PR #332, opened 2022-08-21
Use item data from each slot used to preserve NBT data.

aowolfie:
A small change to preserve item NBT data when importing from a target inventory using a ME bridge.


aowolfie:
Note that this bug may affect other storage devices like the RS interface.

▶ **Problem statement**
Which lines above hold the string "data"? Copy every one of them.

▶ **Written reply**
Use item data from each slot used to preserve NBT data.
A small change to preserve item NBT data when importing from a target inventory using a ME bridge.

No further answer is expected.